◆ ACTIVITY:
Search the listing below for the word "fedemkr" and copy each line that holds it.

╭─ MATERIAL PROVIDED

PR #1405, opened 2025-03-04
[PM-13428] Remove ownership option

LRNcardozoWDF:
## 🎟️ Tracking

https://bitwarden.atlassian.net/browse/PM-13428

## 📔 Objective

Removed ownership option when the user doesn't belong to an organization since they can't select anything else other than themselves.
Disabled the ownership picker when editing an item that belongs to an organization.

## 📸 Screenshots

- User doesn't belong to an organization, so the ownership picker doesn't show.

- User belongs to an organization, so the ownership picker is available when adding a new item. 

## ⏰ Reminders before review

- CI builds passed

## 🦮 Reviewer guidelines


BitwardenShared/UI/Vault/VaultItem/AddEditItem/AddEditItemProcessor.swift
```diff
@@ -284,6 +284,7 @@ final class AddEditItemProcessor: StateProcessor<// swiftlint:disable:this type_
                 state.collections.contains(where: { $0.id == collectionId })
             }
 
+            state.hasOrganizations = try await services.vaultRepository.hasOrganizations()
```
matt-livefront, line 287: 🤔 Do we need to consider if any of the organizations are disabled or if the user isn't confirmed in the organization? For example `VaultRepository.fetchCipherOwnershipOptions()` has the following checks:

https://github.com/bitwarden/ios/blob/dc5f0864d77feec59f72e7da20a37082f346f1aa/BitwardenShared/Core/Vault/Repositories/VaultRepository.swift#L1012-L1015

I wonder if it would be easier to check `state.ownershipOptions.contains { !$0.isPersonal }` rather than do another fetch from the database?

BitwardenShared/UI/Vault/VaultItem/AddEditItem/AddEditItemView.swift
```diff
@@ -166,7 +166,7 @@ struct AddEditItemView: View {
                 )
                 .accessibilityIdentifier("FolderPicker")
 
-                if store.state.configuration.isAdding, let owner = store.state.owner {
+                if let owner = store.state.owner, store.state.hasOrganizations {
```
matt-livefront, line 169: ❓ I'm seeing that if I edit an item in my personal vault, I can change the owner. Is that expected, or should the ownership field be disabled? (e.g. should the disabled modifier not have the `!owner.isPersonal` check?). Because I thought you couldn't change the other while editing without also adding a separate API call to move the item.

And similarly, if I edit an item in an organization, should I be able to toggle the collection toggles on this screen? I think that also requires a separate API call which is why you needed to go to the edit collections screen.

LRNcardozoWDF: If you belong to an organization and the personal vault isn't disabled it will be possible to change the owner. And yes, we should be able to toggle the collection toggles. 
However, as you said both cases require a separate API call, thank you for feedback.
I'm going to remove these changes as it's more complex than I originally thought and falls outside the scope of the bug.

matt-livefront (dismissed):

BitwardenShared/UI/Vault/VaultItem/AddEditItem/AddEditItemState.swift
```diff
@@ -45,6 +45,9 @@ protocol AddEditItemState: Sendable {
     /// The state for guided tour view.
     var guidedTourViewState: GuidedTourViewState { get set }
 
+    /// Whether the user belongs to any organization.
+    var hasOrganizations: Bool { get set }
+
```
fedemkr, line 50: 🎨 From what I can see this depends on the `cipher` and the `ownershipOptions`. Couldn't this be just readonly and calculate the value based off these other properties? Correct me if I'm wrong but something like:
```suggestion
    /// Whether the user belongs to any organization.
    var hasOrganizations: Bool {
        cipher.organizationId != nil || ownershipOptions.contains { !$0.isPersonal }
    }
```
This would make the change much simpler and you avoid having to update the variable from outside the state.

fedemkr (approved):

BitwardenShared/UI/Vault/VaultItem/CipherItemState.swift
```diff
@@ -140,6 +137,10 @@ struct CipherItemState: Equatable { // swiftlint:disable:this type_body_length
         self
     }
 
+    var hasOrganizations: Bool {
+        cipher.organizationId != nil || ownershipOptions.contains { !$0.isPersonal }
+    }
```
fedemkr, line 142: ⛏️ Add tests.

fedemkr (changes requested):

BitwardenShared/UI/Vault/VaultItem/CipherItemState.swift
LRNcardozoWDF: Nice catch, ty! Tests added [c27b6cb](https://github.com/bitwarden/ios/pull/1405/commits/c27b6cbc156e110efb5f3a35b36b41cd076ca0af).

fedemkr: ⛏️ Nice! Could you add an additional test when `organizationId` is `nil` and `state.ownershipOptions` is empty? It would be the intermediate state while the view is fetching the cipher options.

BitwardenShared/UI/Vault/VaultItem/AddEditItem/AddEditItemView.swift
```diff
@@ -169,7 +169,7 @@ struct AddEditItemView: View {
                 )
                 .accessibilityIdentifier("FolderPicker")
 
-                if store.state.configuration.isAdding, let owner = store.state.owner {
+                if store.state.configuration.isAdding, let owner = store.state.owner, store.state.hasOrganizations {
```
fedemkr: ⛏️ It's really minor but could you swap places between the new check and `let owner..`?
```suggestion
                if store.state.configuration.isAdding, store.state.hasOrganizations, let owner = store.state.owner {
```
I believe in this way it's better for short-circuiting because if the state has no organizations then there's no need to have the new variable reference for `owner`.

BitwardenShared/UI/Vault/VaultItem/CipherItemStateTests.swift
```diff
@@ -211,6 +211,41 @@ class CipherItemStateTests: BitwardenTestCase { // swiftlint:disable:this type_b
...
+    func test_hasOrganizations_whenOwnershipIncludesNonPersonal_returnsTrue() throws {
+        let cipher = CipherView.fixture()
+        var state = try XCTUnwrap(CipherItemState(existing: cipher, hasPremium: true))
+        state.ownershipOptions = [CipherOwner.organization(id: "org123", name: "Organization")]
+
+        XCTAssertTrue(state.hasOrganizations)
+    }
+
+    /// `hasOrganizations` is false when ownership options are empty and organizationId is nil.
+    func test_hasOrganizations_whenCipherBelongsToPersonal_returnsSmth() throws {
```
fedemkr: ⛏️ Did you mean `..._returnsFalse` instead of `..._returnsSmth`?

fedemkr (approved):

╰─
╭─ MATERIAL PROVIDED

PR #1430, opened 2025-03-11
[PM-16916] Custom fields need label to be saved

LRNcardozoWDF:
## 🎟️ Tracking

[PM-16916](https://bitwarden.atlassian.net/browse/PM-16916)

╰─

◆ EXERCISE RESPONSE:
fedemkr, line 50: 🎨 From what I can see this depends on the `cipher` and the `ownershipOptions`. Couldn't this be just readonly and calculate the value based off these other properties? Correct me if I'm wrong but something like:
fedemkr (approved):
fedemkr, line 142: ⛏️ Add tests.
fedemkr (changes requested):
fedemkr: ⛏️ Nice! Could you add an additional test when `organizationId` is `nil` and `state.ownershipOptions` is empty? It would be the intermediate state while the view is fetching the cipher options.
fedemkr: ⛏️ It's really minor but could you swap places between the new check and `let owner..`?
fedemkr: ⛏️ Did you mean `..._returnsFalse` instead of `..._returnsSmth`?
fedemkr (approved):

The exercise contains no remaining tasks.